Симона считывала текст с телесуфлера, а на экране показывали нечеткую запись камеры видеонаблюдения. Руби с ужасом увидела себя, толстую, бегущую по коридору.
— Булочки с корицей переданы в лабораторию для анализа. Полиция и служащие аэропорта просят сообщать любую информацию об этой женщине, условно названной Булочной террористкой.
На экране снова появились Симона и Чарли. Обычно ведущие держались с профессиональной бесстрастностью, но в этот раз не могли сдержать улыбок. Чарли едва сдержался, чтобы не прыснуть, переходя к сюжету о насилии на Ближнем Востоке.

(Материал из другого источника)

PR #300, opened 2026-04-01
[DSTEW-1414] - Support partial and case-insensitive CRN search

BenJusticeDigital:
## What

[Link to story](https://dsdmoj.atlassian.net/browse/DSTEW-1414)

This PR implements the database and code changes required to support faster, case-insensitive substring searches of case reference numbers, plus a few housekeeping/quality fixes and tests. 

###  SQL (performance / migration)
- Enable the pg_trgm extension and add a GIN trigram index on lower(case_reference_number) to accelerate case-insensitive contains queries (LOWER(case_reference_number) LIKE '%term%').

###  RequestValidator
- Created a validator to centralise the logic when receiving ClaimSearchRequest
- Added 3 char check to claim reference number

###  DataNormaliser
- Made the class a proper utility class by adding a private constructor (prevents instantiation).
- Kept normaliseClaimSearchRequest(...) semantics: trims and converts whitespace-only values to null.

###  Tests
- Added parameterized tests covering /api/v2/claims case_reference behaviour:
- Partial match (e.g., CRN ABC-1234 searched by ABC)
- Contains match (e.g., RAC ATE2/1 searched by ATE2/1)
- Case-insensitive match (ATE2/1 vs ate2/1)
- Short CRN rejection (enforces the min-3 char rule)
- No-match, v1 behaviour unchanged, and pagination/filters unaffected
- These tests create a submission + claim, then exercise the v2 endpoint and assert expected results.
- Fixed a Mockito stubbing issue by returning a mocked Path<String> from root.get(...) (instead of an Expression) to avoid 

## Checklist


claims-data/service/src/test/java/uk/gov/justice/laa/dstew/payments/claimsdata/service/ClaimServiceTest.java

С бьющимся сердцем Руби выключила телевизор. К счастью, из-за плохого качества съемки ее узнать невозможно, но дело не в этом. Руби и сама посмеялась бы — толстуха, бешено тряся телесами, несется по терминалу с булками в чемодане, забавно, ей-богу, забавно, — но это произошло с ней! Раньше над Руби издевались в школе, теперь — звездный час! — она стала посмешищем национальной столицы. Девушка устала быть объектом насмешек, ей смертельно надоела роль Большой Толстой Руби! Уставившись в пустой экран телевизора, Руби вспомнила запись видеокамеры наблюдения, Ванду, которой названивает Престон, Симону и Чарли, смеявшихся в вечерних новостях, даже противную Хизер Уоткинс из третьего класса. Закрыв лицо ладонями, Руби даже не пыталась сдержаться. Когда хлынули слезы, она схватила подушку и уткнулась в нее, стараясь заглушить рыдания. Симона на работе, Ванда где-то в городе, но Дорис-то через стенку, в «берлоге», и Руби не хотела, чтобы мать услышала, как она скулит. Руби давно так не плакала — задыхаясь от рыданий, содрогаясь всем телом, когда из горла вылетает тонкий пронзительный звук. В одиннадцать пятнадцать, когда Ванда назначила свидание мужчине, которого Руби тайно любила уже несколько лет, а над Булочной террористкой потешался весь город, Руби Уотерс имела полное право выплакаться и сделала это не торопясь и со вкусом.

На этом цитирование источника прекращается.